How to complete this task
From the data below, repeat exactly the lines from the line with "PR #328, opened 2019-08-27" to the line with "the test framework.", both included.

======== The data ========

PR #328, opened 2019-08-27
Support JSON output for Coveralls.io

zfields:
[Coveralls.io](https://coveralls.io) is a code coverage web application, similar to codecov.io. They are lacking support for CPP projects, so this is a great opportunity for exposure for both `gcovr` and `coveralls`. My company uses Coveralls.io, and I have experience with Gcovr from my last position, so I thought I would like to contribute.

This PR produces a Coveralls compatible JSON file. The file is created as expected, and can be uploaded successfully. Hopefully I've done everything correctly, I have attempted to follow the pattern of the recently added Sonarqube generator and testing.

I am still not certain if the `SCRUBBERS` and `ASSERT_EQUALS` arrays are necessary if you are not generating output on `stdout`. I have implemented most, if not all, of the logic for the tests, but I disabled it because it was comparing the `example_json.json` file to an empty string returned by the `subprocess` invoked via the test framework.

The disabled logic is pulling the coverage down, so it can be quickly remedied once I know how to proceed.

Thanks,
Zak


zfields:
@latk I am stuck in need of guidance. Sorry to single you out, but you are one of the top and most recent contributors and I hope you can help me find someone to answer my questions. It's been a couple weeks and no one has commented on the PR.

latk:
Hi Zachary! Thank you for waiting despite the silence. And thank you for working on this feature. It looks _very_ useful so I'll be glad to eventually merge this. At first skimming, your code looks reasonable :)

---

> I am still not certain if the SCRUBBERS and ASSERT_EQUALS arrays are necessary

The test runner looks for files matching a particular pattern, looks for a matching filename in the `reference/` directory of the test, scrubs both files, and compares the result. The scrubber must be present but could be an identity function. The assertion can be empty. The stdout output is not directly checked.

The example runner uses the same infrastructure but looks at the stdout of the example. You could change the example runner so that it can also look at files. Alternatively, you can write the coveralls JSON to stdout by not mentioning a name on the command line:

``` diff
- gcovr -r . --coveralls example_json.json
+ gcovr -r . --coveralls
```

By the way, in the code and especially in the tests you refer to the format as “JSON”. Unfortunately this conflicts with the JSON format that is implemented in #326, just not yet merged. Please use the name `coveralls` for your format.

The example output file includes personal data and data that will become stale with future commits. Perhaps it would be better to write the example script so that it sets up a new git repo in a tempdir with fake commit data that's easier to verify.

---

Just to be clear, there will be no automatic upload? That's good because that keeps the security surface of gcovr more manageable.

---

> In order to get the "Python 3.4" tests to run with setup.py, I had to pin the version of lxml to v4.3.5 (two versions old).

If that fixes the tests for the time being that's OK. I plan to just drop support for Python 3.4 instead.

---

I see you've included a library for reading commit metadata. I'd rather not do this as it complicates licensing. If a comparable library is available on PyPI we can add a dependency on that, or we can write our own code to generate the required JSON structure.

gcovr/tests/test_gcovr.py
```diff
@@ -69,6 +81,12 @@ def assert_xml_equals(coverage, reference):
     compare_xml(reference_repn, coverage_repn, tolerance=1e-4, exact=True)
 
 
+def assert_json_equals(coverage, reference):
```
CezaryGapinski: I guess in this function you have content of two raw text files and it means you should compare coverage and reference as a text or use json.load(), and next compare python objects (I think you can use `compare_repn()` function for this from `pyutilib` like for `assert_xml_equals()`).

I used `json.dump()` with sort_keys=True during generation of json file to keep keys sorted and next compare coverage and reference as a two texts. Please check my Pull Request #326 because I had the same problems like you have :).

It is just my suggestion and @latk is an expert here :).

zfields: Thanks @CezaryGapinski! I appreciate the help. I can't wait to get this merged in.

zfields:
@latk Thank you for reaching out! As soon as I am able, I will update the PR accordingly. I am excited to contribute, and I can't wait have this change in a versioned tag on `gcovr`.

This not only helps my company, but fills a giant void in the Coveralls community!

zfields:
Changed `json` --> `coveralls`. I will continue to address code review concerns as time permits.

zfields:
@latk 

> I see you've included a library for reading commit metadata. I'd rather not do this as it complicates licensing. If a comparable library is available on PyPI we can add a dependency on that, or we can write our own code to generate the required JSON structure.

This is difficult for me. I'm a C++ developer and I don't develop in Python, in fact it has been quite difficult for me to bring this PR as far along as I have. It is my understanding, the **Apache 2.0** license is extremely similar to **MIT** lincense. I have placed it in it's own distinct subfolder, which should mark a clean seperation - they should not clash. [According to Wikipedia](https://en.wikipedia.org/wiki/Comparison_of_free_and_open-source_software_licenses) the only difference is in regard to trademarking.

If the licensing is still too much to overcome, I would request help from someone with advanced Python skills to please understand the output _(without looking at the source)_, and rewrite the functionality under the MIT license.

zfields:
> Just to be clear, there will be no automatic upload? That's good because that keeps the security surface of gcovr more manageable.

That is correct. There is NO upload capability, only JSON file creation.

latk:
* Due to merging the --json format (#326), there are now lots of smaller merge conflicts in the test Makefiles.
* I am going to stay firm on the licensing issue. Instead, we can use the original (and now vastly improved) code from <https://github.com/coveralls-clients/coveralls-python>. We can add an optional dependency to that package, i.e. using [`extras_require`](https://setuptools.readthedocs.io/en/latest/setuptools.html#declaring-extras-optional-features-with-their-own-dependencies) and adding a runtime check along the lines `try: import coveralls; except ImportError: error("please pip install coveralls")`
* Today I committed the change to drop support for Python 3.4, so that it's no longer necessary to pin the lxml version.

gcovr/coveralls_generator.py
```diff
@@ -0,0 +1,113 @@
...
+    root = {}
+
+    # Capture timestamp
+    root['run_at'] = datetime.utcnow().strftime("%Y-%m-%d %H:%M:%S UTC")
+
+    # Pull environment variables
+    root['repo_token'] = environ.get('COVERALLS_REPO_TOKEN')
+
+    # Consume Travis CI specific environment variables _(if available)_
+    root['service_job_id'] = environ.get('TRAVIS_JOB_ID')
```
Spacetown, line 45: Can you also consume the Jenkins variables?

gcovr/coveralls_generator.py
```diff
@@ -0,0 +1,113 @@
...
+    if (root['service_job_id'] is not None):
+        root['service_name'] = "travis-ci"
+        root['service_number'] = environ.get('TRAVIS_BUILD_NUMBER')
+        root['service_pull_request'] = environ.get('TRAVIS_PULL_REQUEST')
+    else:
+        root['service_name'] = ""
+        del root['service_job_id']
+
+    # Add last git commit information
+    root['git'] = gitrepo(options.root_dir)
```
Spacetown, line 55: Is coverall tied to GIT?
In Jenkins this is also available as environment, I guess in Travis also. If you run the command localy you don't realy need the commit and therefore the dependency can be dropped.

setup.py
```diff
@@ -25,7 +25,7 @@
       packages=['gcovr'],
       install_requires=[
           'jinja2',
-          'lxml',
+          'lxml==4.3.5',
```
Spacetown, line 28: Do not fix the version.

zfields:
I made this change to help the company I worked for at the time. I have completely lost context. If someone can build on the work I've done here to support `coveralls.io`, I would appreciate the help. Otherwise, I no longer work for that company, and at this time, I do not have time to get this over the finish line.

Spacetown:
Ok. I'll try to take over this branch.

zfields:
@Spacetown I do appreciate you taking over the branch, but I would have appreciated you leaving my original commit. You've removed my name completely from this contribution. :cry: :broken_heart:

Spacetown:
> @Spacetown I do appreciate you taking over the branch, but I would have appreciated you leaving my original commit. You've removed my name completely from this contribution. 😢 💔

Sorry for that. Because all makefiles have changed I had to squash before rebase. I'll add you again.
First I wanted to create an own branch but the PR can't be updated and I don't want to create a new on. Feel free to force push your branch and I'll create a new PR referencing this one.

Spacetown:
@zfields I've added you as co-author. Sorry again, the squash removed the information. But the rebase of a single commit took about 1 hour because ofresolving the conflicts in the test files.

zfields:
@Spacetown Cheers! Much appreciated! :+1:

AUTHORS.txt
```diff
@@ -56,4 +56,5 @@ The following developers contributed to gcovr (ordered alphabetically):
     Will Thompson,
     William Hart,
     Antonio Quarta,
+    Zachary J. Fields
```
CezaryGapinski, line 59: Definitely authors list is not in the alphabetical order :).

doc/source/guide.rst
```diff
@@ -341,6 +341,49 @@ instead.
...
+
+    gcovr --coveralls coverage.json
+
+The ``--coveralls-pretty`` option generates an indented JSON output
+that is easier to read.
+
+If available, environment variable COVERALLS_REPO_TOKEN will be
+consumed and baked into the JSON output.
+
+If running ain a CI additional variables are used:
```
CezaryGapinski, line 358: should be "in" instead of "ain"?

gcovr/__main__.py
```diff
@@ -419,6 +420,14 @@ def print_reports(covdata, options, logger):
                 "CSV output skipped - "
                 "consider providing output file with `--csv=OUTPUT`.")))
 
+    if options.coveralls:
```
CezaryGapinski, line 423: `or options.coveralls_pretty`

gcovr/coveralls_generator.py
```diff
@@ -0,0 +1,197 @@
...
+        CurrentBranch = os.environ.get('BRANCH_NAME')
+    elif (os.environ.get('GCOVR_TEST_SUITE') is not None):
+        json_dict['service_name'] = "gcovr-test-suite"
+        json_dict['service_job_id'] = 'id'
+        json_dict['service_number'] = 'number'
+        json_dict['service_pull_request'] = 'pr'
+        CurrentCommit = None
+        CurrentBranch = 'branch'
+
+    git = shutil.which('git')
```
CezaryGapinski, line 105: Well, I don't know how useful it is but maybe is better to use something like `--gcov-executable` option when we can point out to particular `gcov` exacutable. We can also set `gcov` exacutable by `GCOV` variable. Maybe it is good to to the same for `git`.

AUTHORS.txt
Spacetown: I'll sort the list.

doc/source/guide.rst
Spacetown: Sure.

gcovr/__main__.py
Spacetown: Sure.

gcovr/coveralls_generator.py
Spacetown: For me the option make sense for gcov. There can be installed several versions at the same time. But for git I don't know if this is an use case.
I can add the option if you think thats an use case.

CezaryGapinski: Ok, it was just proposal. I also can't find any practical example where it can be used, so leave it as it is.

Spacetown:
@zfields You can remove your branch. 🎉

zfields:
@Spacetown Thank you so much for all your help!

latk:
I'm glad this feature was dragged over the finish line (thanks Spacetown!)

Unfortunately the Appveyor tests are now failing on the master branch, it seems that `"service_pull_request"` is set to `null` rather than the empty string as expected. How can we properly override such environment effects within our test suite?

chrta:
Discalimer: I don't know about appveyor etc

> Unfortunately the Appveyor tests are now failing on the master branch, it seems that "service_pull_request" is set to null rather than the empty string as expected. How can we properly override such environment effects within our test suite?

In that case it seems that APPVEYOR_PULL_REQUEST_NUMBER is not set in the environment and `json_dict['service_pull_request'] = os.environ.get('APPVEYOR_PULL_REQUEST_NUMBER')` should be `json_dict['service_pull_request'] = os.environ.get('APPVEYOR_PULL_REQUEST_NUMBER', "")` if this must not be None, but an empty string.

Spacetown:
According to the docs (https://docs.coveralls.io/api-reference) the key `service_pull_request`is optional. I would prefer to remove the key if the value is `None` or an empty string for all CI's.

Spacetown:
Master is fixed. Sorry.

========
======== The data ========

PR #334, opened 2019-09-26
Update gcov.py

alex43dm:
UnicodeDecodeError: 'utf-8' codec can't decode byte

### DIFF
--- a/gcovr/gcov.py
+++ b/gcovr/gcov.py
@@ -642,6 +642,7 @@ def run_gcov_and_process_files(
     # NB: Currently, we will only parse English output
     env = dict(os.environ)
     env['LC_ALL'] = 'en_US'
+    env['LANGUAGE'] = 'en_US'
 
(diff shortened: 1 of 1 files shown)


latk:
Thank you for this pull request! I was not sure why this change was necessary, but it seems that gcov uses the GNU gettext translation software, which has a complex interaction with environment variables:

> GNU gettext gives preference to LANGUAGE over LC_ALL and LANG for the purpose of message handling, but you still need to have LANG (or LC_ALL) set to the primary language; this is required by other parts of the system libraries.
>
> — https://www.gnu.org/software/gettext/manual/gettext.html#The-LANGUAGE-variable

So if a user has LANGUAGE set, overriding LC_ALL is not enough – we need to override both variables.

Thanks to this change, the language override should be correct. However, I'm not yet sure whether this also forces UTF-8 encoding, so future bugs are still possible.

========

Response to the exercise
PR #328, opened 2019-08-27
Support JSON output for Coveralls.io

zfields:
[Coveralls.io](https://coveralls.io) is a code coverage web application, similar to codecov.io. They are lacking support for CPP projects, so this is a great opportunity for exposure for both `gcovr` and `coveralls`. My company uses Coveralls.io, and I have experience with Gcovr from my last position, so I thought I would like to contribute.

This PR produces a Coveralls compatible JSON file. The file is created as expected, and can be uploaded successfully. Hopefully I've done everything correctly, I have attempted to follow the pattern of the recently added Sonarqube generator and testing.

I am still not certain if the `SCRUBBERS` and `ASSERT_EQUALS` arrays are necessary if you are not generating output on `stdout`. I have implemented most, if not all, of the logic for the tests, but I disabled it because it was comparing the `example_json.json` file to an empty string returned by the `subprocess` invoked via the test framework.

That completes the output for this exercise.